Task prompt
Among the entries below, take the line with "Editorial: use Infra's" and the line with "iframe containing the", and output them and every line between them exactly, with nothing else.

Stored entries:
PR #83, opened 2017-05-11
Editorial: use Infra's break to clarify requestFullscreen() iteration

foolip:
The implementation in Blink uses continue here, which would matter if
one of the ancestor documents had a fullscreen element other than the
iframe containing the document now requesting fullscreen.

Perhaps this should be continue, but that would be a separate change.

Written answer
Editorial: use Infra's break to clarify requestFullscreen() iteration

foolip:
The implementation in Blink uses continue here, which would matter if
one of the ancestor documents had a fullscreen element other than the
iframe containing the document now requesting fullscreen.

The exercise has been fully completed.